[Station Amusements by Lady Barker]@TWC D-Link bookStation Amusements CHAPTER II: Eel-fishing 8/18
No horse will face them, preferring a jump at the cost of any exertion, to the risk of a stab from the cruel points.
The least touch of this green bayonet draws blood, and a fall _into_ a Spaniard is a thing to be remembered all one's life.
Interspersed with the Spaniards are generally clumps of "wild Irishman," a straggling sturdy bramble, ready to receive and scratch you well if you attempt to avoid the Spaniard's weapons. Especially detrimental to riding habits are wild Irishmen; and there are fragments of mine, of all sorts of materials and colours, fluttering now on their thorny branches in out-of-the-way places on our run.
It is not surprising, therefore, that we guarded our legs as well as we could against these foes to flesh and blood. "We are rather early," said the gentlemen, as I appeared, ready and eager to start; "but perhaps it is all the better to enable you to see the track." They each flung an empty sack over their shoulders, felt in their pockets to ascertain whether the matches, hooks, boxes of bait, etc., were all there, and then we set forth.
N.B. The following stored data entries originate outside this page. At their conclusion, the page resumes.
PR #541, opened 2022-09-27
python-ecosys/kpn-senml: Add KPN SenML library.

iabdalkader:


iabdalkader:
@jimmo If this is merged, and the `require`'d in a `manifest.py`, can I `import kpn_senml` or need to move it up a level ?

dpgeorge:
How does this relate to https://github.com/kpn-iot/senml-python-library and https://github.com/kpn-iot/senml-micropython-library, is it just a copy of the latter?  If so, then I don't think adding it verbatim here is the right way to go.  Instead one can just use the github URL to reference this library.

(All the examples have a boot.py and pymakr.conf which are really not necessary.)

dpgeorge:
Out of interest, what do you need this library for?  Are there other libraries that could be used instead?

> Both libraries seem unmaintained and they don't respond to PRs/issues, and as of now we don't have a way to freeze remote modules in `manifest.py`. If that's implemented soon, we can fork that library instead and freeze it.

I think that's the best solution at this point in time: to fork that repo, apply your patches as new commits, then implement freezing of remote URLs in manifest.py.

iabdalkader:
> Out of interest, what do you need this library for? Are there other libraries that could be used instead?

It's used by cloud clients to parse/create CBOR/JSON. And not aware of another library, but this one works really well.

> I think that's the best solution at this point in time: to fork that repo, apply your patches as new commits, then implement freezing of remote URLs in manifest.py.

I don't mind that. My end goal is just to make devices capable of connecting to the cloud out of the box, and for that I need this library, #508 for time and improved logging in #507 and the cloud client library which won't be in `micropython-lib` anyway, but we don't have remote freezing yet. Any ETA on that @jimmo ?

I think #508 and #507 are generic enough to be in `micropython-lib` though.

dpgeorge:
We need to consider this as two separate components: cbor and senml.  And for both of them we need to consider whether the library is trying to be compatible with an existing library, or if it's a custom MicroPython library.

For cbor: there is an existing `cbor` library on PyPI but it looks abandoned.  Instead there is `cbor2` which had a commit 8 days ago (see https://github.com/agronholm/cbor2).  It looks like the cbor code here (from KPN) is trying to be compatible with `cbor2`.  So if we decide to keep that compatibility then our version should be `python-ecosys/cbor2`.  And I think that's what we should do.

For senml: aside from `kpn_senml`, there doesn't seem to be any other maintained senml library.  If we want to maintain compatibility with `kpn_senml` then our library should be `python-ecosys/kpn_senml`.  Otherwise it should be `micropython/senml` and we are free to change the API.  I would suggest the latter (call it `micropython/senml`) because `kpn_senml` has not been updated in a year, and the PyPI package has not been updated in about 4 years.  Also I think we can remove the special KPN names, we don't need them and they take up space.

jimmo:
Agree to both -- cbor2 and rename to senml, remove all kpn references.

iabdalkader:
> Also I think we can remove the special KPN names, we don't need them and they take up space.
> remove all kpn references

@dpgeorge @jimmo By remove them, you mean rename `KPN_SENML_*` to maybe `SENML_NAME*` (to match `SENML_UNIT_*` ? Because they're used in the examples, if I remove them will have to also remove all the examples that reference them.

iabdalkader:
Hi, what other changes are needed here to move forward with this ?

iabdalkader:
@dpgeorge @jimmo Hi! We need this hosted somewhere so we can link to it and update the imports (`kpn_senml` to `senml` etc..) before publishing our library which needs to be out very soon, what's blocking this PR ?

python-ecosys/cbor2/manifest.py
```diff
@@ -0,0 +1,3 @@
+metadata(version="0.0.1")
```
dpgeorge, line 1: I think we can start at version 0.1.0

python-ecosys/cbor2/cbor2/decoder.py
```diff
@@ -0,0 +1,252 @@
...
+break_marker = object()
+
+
+class CBORSimpleValue(object):
+    """
+    Represents a CBOR "simple value".
+    :param int value: the value (0-255)
+    """
+
+    __slots__ = "value"
```
dpgeorge, line 30: MicroPython doesn't have slots, so this line can be deleted.

python-ecosys/cbor2/cbor2/decoder.py
```diff
@@ -0,0 +1,252 @@
...
+    31: lambda self: break_marker,
+}
+
+
+class CBORDecoder(object):
+    """
+    Deserializes a CBOR encoded byte stream.
+    """
+
+    __slots__ = "fp"
```
dpgeorge, line 190: This line can be deleted.

python-ecosys/cbor2/cbor2/encoder.py
```diff
@@ -0,0 +1,172 @@
...
+    dict: encode_map,
+}
+
+
+class CBOREncoder(object):
+    """
+    Serializes objects to a byte stream using Concise Binary Object Representation.
+    """
+
+    __slots__ = "fp"  # keep the ram usage down by specifying the allowed fields and nothing more for this class
```
dpgeorge, line 126: This line can be deleted.

micropython/senml/README.md
```diff
@@ -0,0 +1,15 @@
+# Introduction
+
+The KPN SenML library helps you create and parse [senml documents](https://tools.ietf.org/html/draft-ietf-core-senml-13)
```
dpgeorge, line 3: There shouldn't be any references to KPN in the code or docs.  Eg reword this as "The SenML library ...".

micropython/senml/README.md
```diff
@@ -0,0 +1,15 @@
...
+in both json and cbor format.
+
+# key features
+
+- Object oriented design.
+- built in support for [senml's unit registry](https://tools.ietf.org/html/draft-ietf-core-senml-12#section-12.1)
+- extensible for new data types
+- makes use of (but doesn't restrict to) KPN's predefined list of record names.
```
dpgeorge, line 11: I don't think we should include KPN's predefined list of record names.  As per the discussion in the main thread of this PR, this takes up space and is very specificy to KPN.  Users can define and use their own record names.

micropython/senml/README.md
```diff
@@ -0,0 +1,15 @@
...
+- direct support to read/write in json and cbor format.
+- automatically adjusts record data with respect to base time, base value & base sum.
+
+Please visit our [docs site](https://kpn-iot.github.io/senml-micropython-library) for more info.
```
dpgeorge, line 15: This link is not relevant, so probably just remove this line.

micropython/senml/docs/index.md
```diff
@@ -0,0 +1,14 @@
+Welcome to the API documet site for the micro-python version of KPN's SenML library.
```
dpgeorge, line 1: Need to reword this to remove KPN reference.

micropython/senml/docs/index.md
```diff
@@ -0,0 +1,14 @@
...
+
+Check out the [detailed docs](https://kpn-iot.github.io/senml-library/) for an in-depth explanation of all the features in the library.
```
dpgeorge, line 3: Need to remove this line.

micropython/senml/senml/senml_kpn_names.py
```diff
@@ -0,0 +1,46 @@
...
+# License: MIT license.
+# Author: Jan Bogaerts
+#
+# sensor names
+
+from senml.senml_unit import enum
+
+
+SenmlNames = enum(
+    KPN_SENML_PRESSURE="pressure",
```
dpgeorge, line 17: As mentioned elsewhere, IMO this file can be removed.  Users can define their own names simply as strings.

micropython/senml/manifest.py
```diff
@@ -0,0 +1,5 @@
+metadata(version="0.0.1")
```
dpgeorge, line 1: I think this can start at 0.1.0

micropython/senml/examples/base.py
```diff
@@ -0,0 +1,35 @@
...
+#
+# base value example
+
+from senml import *
+import utime as time
+
+
+pack = SenmlPack("device_name")
+temp = SenmlRecord(
+    SenmlNames.KPN_SENML_TEMPERATURE, unit=SenmlUnits.SENML_UNIT_DEGREES_CELSIUS, value=23.5
```
dpgeorge, line 19: This `KPN_SENML_TEMPERATURE` constant can be replaced simply with the string `"temperature"`.  Then there's no need for the special KPN names (which don't really have any official meaning, as far as I know).

dpgeorge:
> By remove them, you mean rename KPN_SENML_* to maybe SENML_NAME* (to match SENML_UNIT_* ? Because they're used in the examples, if I remove them will have to also remove all the examples that reference them.

I suggest to just remove all `KPN_SENML_*` names.  The examples can then simply use strings with the appropriate string value.  I don't think there's anything special about the string (the units on the other hand seem to be "official", so can stay as an enum).

micropython/senml/README.md
iabdalkader: What about the license header in `*.py` files ?

iabdalkader:
> I suggest to just remove all KPN_SENML_* names. The examples can then simply use strings with the appropriate string value. 

Removed the file and and replaced all references with strings, I also updated the license headers, how does it look now ?

I just have one concern, do we need the `py` files nested like `cbor2/cbor2/decoder.py` or can we move them up one level ?

micropython/senml/README.md
iabdalkader: I updated all the license headers.

dpgeorge:
> I just have one concern, do we need the `py` files nested like `cbor2/cbor2/decoder.py` or can we move them up one level ?

Yes they need to be nested, because it's a package.  So you have it correct.

micropython/senml/examples/actuator.py
```diff
@@ -0,0 +1,68 @@
...
+
+json_data = (
+    '[{"bn": "device_name", "n":"actuator", "v": 20 }, {"n": "another_actuator", "vs": "a value"}]'
+)
+print(json_data)
+pack.from_json(json_data)
+
+print('[{"bn": "device_name", "n":"temp", "v": 20, "u": "Cel" }]')
+# this represents the cbor json struct: [{-2: "device_name", 0: "temp", 1: "Cel", 2: 20}]
+cbor_data = binascii.unhexlify("81A4216B6465766963655F6E616D65006474656D70016343656C0214")
```
dpgeorge, line 67: For this use of binascii, it would be simpler to use the now-supported `bytes.fromhex()`.

micropython/senml/examples/basic_cbor.py
```diff
@@ -0,0 +1,43 @@
...
+pack = SenmlPack("device_name")
+
+while True:
+    with SenmlRecord(
+        "test", value=10
+    ) as rec:  # use a with statement to automatically remove the item from the list when it goes out of scope, generate a value for the record
+        pack.add(rec)
+        cbor_val = pack.to_cbor()
+        print(cbor_val)
+        print(ubinascii.hexlify(cbor_val))
```
dpgeorge, line 41: Could use `cbor_val.hex()` (unless there is a mistmatch of str/bytes bytes here).

python-ecosys/cbor2/examples/cbor_test.py
```diff
@@ -0,0 +1,40 @@
...
+import ubinascii
+
+input = [
+    {"bn": "urn:dev:ow:10e2073a01080063", "u": "Cel", "t": 1.276020076e09, "v": 23.5},
+    {"u": "Cel", "t": 1.276020091e09, "v": 23.6},
+]
+
+data = encoder.dumps(input)
+print(data)
+print(ubinascii.hexlify(data))
```
dpgeorge, line 38: Could use `data.hex()`.

micropython/senml/LICENSE
```diff
@@ -0,0 +1,22 @@
+MIT License
```
dpgeorge, line 1: Now that this license is copied at the top of each file, this LICENSE file itself can be removed (otherwise it's confusing why it's here, no other packages in this repo have one, I don't think).

python-ecosys/cbor2/LICENSE
```diff
@@ -0,0 +1,22 @@
+MIT License
```
dpgeorge, line 1: As above, can remove this file.

micropython/senml/examples/actuator.py
```diff
@@ -0,0 +1,68 @@
+"""
+The MIT License (MIT)
+
+Copyright (c) 2018 KPN (Jan Bogaerts)
+Copyright (c) 2023 MicroPython
```
dpgeorge, line 5: For this copyright line, please use either your name or Arduino company name (not "MicroPython").

dpgeorge:
For `cbor2/__init__.py`, I think it should contain imports of the decoder and encoder files, so it matches how other packages (eg `senml`) work.

micropython/senml/examples/basic_cbor.py
iabdalkader: @dpgeorge I have no idea, I never ran those examples, but I changed it as you suggested.

iabdalkader:
> For cbor2/__init__.py, I think it should contain imports of the decoder and encoder files, so it matches how other packages (eg senml) work.

Done.

dpgeorge:
Merged!!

At first it appeared as if we had stepped from the brightness of the drawing-room into utter and pitchy blackness; but after we had groped for a few steps down the familiar garden path, our eyes became accustomed to the subdued light of the soft summer night.
Although heavy banks of cloud,--the general precursors of wind,--were moving slowly between us and the heavens, the stars shone down through their rifts, and on the western horizon a faint yellowish tinge told us that daylight was in no hurry to leave our quiet valley.